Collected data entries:
BEGIN

PR #816, opened 2020-12-02
Set firmware attribute to efi for aarch64

Prashanth684:
This new firmare attribute was added to newer versions of libvirt-go-xml. This enables to specify the firmware as
'bios' or 'efi' and automatically fills in the loader and NVRAM elements without having to specify them manually.
Refer to https://libvirt.org/formatdomain.html#bios-bootloader for this. As part of this change, libvirt-go and
libvirt-go-xml needs to be updated. The old functionality of specifying the loader and NVRAM is also left as such
so those can continue to be specified if we do not want automatic selection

END

* _REQUIRED ACTION_: Exactly the lines from the start of the entries through the one bearing "Refer to https://libvirt.org/formatdomain.html#bios-bootloader" are to be output, with both ends included.

* _EXERCISE RESULT_:
PR #816, opened 2020-12-02
Set firmware attribute to efi for aarch64

Prashanth684:
This new firmare attribute was added to newer versions of libvirt-go-xml. This enables to specify the firmware as
'bios' or 'efi' and automatically fills in the loader and NVRAM elements without having to specify them manually.
Refer to https://libvirt.org/formatdomain.html#bios-bootloader for this. As part of this change, libvirt-go and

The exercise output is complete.